Birth and death are the two faces of the alchemist coin of existence. A month after my birthday came the 50th anniversary of my father's death. He died when he was 32 years old, and it is difficult to imagine him as an octogenarian. The year my father would have turned seventy, an old friend of the family remarked that we should not mourn his early death because he was blessed not to have become old, not have know, as she put it, "the destroying years." He remains forever preserved in the tender sternness of his youth and in the intense gravity of the struggle that was his life. But still, it saddens me and many others among my countrymen and women to remember that he had been cut off in his prime, before he was able to complete the task of setting Burma firmly on th path to strong, stable nationhood. Had he lived long enough to guide our country through the crucial first decades of independence, there is every likelihood that we would now be enjoying the fruits of justice, unity, peace and a confident, well-nurtured, well-educated people.

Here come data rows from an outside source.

PR #566, opened 2018-08-16
Create gpu_context and manage it as part of execution_context

noraabiakar:
* Create gpu_context as part of execution context
* gpu_context contains information about GPU availability, managed_memory availability; atomic double availability 
* We still need compile time information about the GPU in cuda_atomic.hpp for atomicAdd(double*, double*). This is because the function is only defined when the program is compiled  for sm_60 or more. 
* Choose between ON and OFF for ARB_GPU in CMake. If ON compile for K20, K80, and P100


arbor/backends/gpu/stack.hpp
```diff
@@ -56,7 +58,9 @@ class stack {
         return *this;
     }
 
-    explicit stack(unsigned capacity): storage_(create_storage(capacity)) {}
+    explicit stack(unsigned capacity, unsigned has_concurrent_managed_access):
```
halfflat: That `unsigned has_concurrent_managed_access` should probably be a `bool`.

include/arbor/gpu_context.hpp
```diff
@@ -0,0 +1,18 @@
...
+    bool has_gpu_;
+    size_t attributes_;
+    gpu_context();
+
+#ifdef ARB_GPU_ENABLED
+    bool has_concurrent_managed_access();
+    bool has_atomic_double();
+#endif
+};
+}
```
halfflat: Rather than have the GPU-dependent code in the public header, we should arrange things such that to users of the code, the context is opaque (e.g. just a forward declaration `struct gpu_context`) — it might not even need its own header, instead being forward-declared in `execution_context.hpp`.

Then the actual contents of the `gpu_context` structure would be present in a private library header for consumption by the library code. The `#ifdef` guard would then check `ARB_HAVE_GPU` as before.

arbor/gpu_context.cpp
```diff
@@ -0,0 +1,46 @@
...
+enum gpu_flags {
+    has_concurrent_managed_access = 0,
+    has_atomic_double = 1
+};
+
+size_t get_attributes() {
+    size_t attributes = 0;
+    cudaDeviceProp prop;
+    cudaGetDeviceProperties(&prop, 0);
+    if(prop.concurrentManagedAccess)
```
bcumming: Formatting:
* space after `if`
* curly braces.

arbor/backends/gpu/stack.hpp
noraabiakar: Thanks for pointing it out!

CMakeLists.txt
```diff
@@ -169,29 +169,24 @@ endif()
...
+    set(cuda_code_1 sm_37)
+    set(cuda_arch_1 compute_37)
+    set(cuda_code_2 sm_60)
+    set(cuda_arch_2 compute_60)
 
-    target_compile_options(arbor-private-deps INTERFACE
-        $<$<COMPILE_LANGUAGE:CUDA>:-arch=${cuda_arch}>)
+    add_compile_options($<$<COMPILE_LANGUAGE:CUDA>:-gencode=arch=${cuda_arch_0},code=${cuda_code_0}>)
+    add_compile_options($<$<COMPILE_LANGUAGE:CUDA>:-gencode=arch=${cuda_arch_1},code=${cuda_code_1}>)
+    add_compile_options($<$<COMPILE_LANGUAGE:CUDA>:-gencode=arch=${cuda_arch_2},code=${cuda_code_2}>)
```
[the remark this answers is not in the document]
noraabiakar: We don't. I'll simplify

arbor/backends/gpu/managed_ptr.hpp
```diff
@@ -42,8 +43,8 @@ class managed_ptr {
     using pointer = element_type*;
     using reference = element_type&;
 
-    managed_ptr():
-        concurrent_managed_access(device_concurrent_managed_access())
+    managed_ptr(bool has_concurrent_managed_access):
```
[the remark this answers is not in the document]
noraabiakar: managed_ptr has a local synchronize method used in its constructor and destructor. I think these make sense to remain as they are. Were you referring to the host_access method?

CMakeLists.txt
```diff
@@ -169,30 +165,18 @@ endif()
...
-        set(arb_cuda_arch 370)
-    elseif(ARB_GPU_MODEL MATCHES "P100")
-        set(cuda_arch sm_60)
-        set(arb_cuda_arch 600)
-    else()
-        message(FATAL_ERROR "-- GPU architecture '${ARB_GPU_MODEL}' not supported. Use one of {none, K20, K80, P100}")
-    endif()
+    add_compile_options($<$<COMPILE_LANGUAGE:CUDA>:-gencode=arch=compute_35,code=sm_35>)
+    add_compile_options($<$<COMPILE_LANGUAGE:CUDA>:-gencode=arch=compute_37,code=sm_37>)
+    add_compile_options($<$<COMPILE_LANGUAGE:CUDA>:-gencode=arch=compute_60,code=sm_60>)
```
halfflat: This will apply the options to every nvcc invocation, where we actually just need to compile for all these targets on the library: the unit tests should be fine using whatever the defaults are. I'll edit this one in-place to change these to `target_compile_options`.

arbor/gpu_context.hpp
```diff
@@ -0,0 +1,57 @@
...
+
+    gpu_context(): has_gpu_(false), attributes_(0) {}
+};
+
+#else
+
+enum gpu_flags {
+    has_concurrent_managed_access = 0,
+    has_atomic_double = 1
+};
```
halfflat: Rather than have the bit positions in the flags, I think it's simpler (and more traditional) to store the mask values in the flags, i.e. (1, 2, 4, 8 etc.).

PR #572, opened 2018-08-21
Work-around for gcc version < 8.2 versus std::fma

### LINKED ISSUE #568: FMA arithmetic tests failing for vectorization on daint
Some SIMD unit tests are failing when Arbor is compiled with vectorization support on Daint

To build:

```
module load daint-mc
module swap PrgEnv-cray PrgEnv-gnu
module swap gcc/7.3.0
module load CMake/3.11.4

export CRAYPE_LINK_TYPE=dynamic
export CC=`which gcc`; export CXX=`which g++`;


cmake .. -DARB_VECTORIZE=ON -DARB_ARCH=broadwell
```

The failing tests are `S/simd_value/*.arithmetic`, specifically those that compare `std::fma` with our vectorized `fma` operation.

halfflat:
Use a `compat::fma` wrapper for `std::fma` to avoid a bug in the tree optimizer in GCC version < 8.2.

See: https://gcc.gnu.org/bugzilla/show_bug.cgi?id=87046
Fixes #568.

### DIFF
--- a/include/arbor/util/compat.hpp
+++ b/include/arbor/util/compat.hpp
@@ -37,4 +37,14 @@ inline void compiler_barrier_if_icc_leq(unsigned ver) {
 #endif
 }
 
+// Work-around for bad vectorization of fma in gcc version < 8.2
+
+template <typename T>
+#if defined(__GNUC__) && (100*__GNUC__ + __GNUC_MINOR__ < 802)
+__attribute((optimize("no-tree-vectorize")))
+#endif
+inline auto fma(T a, T b, T c) {
+    return std::fma(a, b, c);
+}
+
 } // namespace compat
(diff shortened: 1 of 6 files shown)


include/arbor/util/compat.hpp
```diff
@@ -37,4 +37,14 @@ inline void compiler_barrier_if_icc_leq(unsigned ver) {
 #endif
 }
 
+// Work-around for bad vectorization of fma in gcc version < 8.2
+
+template <typename T>
+#if defined(__GNUC__) && (100*__GNUC__ + __GNUC_MINOR__ < 802)
```
bcumming: Have you tested for gcc 8.1? I suppose gcc 8.x isn't available on daint, so I assume that you verified 8.2 by looking at the assembly generated for your reduced reproducer on your desktop?
It would be nice to draw a line at gcc 8.

halfflat: The 8.2 test was based on the comment on the gcc bug report, but correct behaviour in the arbor unit test has not been verified with 8.2 — I didn't want to have to install gcc on greina :)

PR #588, opened 2018-09-05
Clarify vectorization-enabled build errors.

### LINKED ISSUE #587: Clang fails to compile the vectorized backends
I have tried using Clang 6.0.1. This is the build script I use:

```
mkdir build
cd build
cmake .. -DCMAKE_C_COMPILER=clang -DCMAKE_CXX_COMPILER=clang++ -DARB_WITH_ASSERTIONS=ON -DARB_VECTORIZE=ON #-DARB_ARCH=native
make -j
```

I have tried also enabling the ARB_ARCH variable, but again fails. The errors I am getting are of several kinds. Here are some of them:

```
mechanisms/generated/kdrmt_cpu.cpp:118:20: error: no matching constructor for initialization of 'arb::simd_value' (aka 'arb::simd::simd_detail::simd_impl<void>')

arbor/simd/simd.hpp:106:50: error: array has incomplete element type 'const arb::simd::simd_detail::simd_impl<void>::scalar_type' (aka 'const void')

etc.
```
Same behaviour with AppleClang 9.1.0.
Non-vectorized version compiles fine.

halfflat:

This year's Martyrs Day, which commemorates the assassination of my father and eight associates, coincided with the full moon of the Burmese month of Waso, which marks the beginning of the rainy season Buddhist retreat. The National League for Democracy arranged a ceremony for offering food and robes to fifty monks for the sake of merit to be shared between those who have passed away and those who have been left behind. It was an occasion that afforded us with an opportunity to reflect on the three aspects common to all conditioned things: /anicca/ (impermanence), /dukha/ (suffering) and /anatta/ (the unresponsiveness of objects to one's wishes) and on nirvana, the unconditioned, undefiled state where anicca, dukha and anatta become extinct. Spiritual matters are as much an integral component of the fabric of human existence as politics, which has to do with how man relates to others of his kind. Whether we like it or not, the spiritual and political will remain part of the design of our lives.